Brief: Write out, word for word, every line in the data below from the one containing "restore: skip unchanged" to the one containing "Based on https://github.com/restic/restic/pull/4837", both of them included.
────────────────
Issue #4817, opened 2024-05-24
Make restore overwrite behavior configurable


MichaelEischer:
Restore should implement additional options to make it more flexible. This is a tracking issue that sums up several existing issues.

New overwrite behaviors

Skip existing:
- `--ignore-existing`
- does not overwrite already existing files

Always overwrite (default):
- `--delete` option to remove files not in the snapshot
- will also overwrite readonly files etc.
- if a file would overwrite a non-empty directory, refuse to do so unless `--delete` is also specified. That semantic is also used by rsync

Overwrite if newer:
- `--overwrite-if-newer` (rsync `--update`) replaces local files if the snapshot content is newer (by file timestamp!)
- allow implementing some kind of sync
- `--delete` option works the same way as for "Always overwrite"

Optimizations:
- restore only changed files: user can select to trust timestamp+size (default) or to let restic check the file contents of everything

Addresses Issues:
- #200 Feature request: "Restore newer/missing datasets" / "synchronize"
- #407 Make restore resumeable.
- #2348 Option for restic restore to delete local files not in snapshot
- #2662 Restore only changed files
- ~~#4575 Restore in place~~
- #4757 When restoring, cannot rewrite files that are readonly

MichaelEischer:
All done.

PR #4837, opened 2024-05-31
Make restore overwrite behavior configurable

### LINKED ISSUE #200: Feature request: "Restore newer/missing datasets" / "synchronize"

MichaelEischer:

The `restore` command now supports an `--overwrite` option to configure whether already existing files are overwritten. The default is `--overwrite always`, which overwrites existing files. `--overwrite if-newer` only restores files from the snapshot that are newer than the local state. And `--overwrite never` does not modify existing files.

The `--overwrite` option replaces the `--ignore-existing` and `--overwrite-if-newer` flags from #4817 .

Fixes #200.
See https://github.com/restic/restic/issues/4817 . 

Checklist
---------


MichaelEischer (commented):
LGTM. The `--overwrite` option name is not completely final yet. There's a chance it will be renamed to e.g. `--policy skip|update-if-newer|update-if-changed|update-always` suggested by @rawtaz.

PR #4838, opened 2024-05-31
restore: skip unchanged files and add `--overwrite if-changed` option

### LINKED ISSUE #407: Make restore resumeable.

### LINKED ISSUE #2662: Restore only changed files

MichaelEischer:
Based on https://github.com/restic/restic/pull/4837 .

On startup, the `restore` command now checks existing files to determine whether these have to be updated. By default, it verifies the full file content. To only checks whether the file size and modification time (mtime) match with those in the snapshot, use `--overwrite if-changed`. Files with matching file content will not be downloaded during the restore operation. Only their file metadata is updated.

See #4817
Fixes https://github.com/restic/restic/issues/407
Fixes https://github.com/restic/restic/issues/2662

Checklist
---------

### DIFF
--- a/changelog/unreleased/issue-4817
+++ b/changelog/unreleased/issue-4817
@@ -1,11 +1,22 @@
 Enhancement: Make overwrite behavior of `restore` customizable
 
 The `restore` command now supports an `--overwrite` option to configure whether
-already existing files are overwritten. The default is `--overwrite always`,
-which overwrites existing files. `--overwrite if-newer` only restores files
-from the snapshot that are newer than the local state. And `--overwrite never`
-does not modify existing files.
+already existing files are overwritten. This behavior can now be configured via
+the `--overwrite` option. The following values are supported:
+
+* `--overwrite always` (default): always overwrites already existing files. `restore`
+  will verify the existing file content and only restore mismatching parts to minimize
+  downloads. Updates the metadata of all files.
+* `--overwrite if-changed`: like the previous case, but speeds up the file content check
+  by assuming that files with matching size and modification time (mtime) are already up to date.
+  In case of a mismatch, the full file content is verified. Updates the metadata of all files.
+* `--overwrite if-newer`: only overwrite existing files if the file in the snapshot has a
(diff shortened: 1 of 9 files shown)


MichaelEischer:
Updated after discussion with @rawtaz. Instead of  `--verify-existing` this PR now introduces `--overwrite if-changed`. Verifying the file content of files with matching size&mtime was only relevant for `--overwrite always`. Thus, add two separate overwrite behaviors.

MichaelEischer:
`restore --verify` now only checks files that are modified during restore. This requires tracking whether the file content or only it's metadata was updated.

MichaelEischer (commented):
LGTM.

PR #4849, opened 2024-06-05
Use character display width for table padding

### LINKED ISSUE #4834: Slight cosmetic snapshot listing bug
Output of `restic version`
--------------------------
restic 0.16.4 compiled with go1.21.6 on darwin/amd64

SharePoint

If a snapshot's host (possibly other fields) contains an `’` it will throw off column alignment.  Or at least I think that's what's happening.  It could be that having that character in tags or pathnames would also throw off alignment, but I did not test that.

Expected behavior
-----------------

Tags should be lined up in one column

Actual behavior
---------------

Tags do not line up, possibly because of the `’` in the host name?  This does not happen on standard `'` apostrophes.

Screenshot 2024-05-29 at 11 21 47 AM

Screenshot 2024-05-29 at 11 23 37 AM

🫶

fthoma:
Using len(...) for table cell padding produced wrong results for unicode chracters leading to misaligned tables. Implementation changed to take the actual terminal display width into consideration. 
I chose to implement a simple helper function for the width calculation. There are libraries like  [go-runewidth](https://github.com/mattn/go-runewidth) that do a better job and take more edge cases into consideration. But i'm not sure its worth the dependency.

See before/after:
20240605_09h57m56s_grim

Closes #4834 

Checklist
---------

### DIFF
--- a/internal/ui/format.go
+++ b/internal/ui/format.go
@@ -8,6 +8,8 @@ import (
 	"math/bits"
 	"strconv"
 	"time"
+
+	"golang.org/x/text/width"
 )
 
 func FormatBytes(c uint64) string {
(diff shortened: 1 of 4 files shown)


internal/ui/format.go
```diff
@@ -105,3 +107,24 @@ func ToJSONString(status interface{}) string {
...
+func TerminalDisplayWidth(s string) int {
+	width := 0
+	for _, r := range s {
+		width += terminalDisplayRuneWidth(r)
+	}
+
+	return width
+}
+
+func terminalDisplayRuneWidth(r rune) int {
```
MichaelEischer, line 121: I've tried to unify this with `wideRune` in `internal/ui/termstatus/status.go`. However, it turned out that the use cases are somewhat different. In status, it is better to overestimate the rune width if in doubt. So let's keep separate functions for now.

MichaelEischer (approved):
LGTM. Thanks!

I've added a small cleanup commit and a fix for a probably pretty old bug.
────────────────
Output of the exercise:
restore: skip unchanged files and add `--overwrite if-changed` option

### LINKED ISSUE #407: Make restore resumeable.

### LINKED ISSUE #2662: Restore only changed files

MichaelEischer:
Based on https://github.com/restic/restic/pull/4837 .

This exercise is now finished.